** TASK STATEMENT **
Read the records and gather each line that includes "docker".

** DATA RECORDS **
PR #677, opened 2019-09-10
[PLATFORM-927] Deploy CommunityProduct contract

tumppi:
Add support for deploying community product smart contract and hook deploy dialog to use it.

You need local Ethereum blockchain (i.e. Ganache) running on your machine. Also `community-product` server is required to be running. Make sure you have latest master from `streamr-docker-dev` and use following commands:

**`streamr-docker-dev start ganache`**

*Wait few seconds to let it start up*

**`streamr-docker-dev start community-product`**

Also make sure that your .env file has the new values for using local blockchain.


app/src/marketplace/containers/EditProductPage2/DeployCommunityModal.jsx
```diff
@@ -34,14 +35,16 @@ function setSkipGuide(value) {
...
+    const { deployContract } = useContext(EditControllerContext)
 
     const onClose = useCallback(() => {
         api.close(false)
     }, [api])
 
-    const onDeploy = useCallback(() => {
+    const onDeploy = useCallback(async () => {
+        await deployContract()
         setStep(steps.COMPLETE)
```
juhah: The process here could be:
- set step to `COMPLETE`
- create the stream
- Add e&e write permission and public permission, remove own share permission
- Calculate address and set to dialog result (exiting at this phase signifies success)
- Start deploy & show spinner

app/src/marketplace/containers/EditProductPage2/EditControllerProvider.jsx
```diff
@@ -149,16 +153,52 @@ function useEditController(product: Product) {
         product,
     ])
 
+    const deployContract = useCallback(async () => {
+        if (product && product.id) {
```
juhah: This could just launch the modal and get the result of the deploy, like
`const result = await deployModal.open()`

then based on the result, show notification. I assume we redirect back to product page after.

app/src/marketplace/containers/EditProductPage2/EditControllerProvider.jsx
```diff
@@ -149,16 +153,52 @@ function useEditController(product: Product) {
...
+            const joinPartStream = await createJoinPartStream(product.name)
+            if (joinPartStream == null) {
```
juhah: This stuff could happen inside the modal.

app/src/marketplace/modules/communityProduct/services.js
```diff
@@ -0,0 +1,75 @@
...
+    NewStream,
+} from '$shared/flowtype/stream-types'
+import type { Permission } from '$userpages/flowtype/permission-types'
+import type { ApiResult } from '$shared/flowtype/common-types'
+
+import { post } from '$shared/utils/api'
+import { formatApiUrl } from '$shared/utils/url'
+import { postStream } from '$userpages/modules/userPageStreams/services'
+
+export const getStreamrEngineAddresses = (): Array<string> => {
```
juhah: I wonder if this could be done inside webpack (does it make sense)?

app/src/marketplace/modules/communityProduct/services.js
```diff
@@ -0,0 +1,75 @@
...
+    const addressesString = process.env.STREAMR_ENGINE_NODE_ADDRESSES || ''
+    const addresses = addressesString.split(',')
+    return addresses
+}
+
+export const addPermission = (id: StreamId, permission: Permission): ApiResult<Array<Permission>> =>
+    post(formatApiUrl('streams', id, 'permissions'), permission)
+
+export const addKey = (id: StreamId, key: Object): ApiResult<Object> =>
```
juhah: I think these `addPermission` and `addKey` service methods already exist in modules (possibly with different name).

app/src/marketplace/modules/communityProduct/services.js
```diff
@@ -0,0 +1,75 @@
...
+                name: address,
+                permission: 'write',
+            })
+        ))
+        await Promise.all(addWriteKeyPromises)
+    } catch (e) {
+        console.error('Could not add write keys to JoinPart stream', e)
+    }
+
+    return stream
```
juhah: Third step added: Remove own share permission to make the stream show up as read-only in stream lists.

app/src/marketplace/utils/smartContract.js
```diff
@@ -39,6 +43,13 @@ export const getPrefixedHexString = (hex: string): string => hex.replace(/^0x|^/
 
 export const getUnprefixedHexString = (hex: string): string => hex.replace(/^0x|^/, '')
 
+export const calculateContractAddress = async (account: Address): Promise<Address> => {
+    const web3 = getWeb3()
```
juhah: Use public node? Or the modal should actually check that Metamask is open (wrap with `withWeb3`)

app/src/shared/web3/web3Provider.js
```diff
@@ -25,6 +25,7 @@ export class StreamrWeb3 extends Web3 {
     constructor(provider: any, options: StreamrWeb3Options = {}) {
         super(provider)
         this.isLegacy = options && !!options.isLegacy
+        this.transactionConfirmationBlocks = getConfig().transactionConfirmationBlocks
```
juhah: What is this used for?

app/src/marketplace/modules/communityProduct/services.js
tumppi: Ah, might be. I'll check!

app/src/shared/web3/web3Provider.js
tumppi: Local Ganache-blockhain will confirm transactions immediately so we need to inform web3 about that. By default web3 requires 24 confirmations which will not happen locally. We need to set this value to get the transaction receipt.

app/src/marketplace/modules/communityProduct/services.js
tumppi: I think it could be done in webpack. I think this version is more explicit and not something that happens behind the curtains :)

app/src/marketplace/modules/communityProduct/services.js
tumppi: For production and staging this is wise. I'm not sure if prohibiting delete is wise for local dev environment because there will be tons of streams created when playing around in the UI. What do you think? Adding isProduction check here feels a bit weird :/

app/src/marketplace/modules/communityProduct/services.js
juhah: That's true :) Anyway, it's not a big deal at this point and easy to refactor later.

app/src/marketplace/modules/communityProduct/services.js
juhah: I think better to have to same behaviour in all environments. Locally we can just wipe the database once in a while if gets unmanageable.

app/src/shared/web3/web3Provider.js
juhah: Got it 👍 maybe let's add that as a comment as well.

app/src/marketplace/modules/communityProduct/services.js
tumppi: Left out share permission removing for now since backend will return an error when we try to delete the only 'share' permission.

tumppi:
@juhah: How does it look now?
---
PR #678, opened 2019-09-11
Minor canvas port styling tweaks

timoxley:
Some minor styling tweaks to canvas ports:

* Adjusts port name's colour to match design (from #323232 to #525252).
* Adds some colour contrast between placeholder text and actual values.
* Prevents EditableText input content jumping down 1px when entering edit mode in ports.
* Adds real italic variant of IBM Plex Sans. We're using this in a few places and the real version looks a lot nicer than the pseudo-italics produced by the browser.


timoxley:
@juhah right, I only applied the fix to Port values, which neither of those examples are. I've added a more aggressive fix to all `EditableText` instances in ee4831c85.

** EXPECTED OUTPUT **
You need local Ethereum blockchain (i.e. Ganache) running on your machine. Also `community-product` server is required to be running. Make sure you have latest master from `streamr-docker-dev` and use following commands:
**`streamr-docker-dev start ganache`**
**`streamr-docker-dev start community-product`**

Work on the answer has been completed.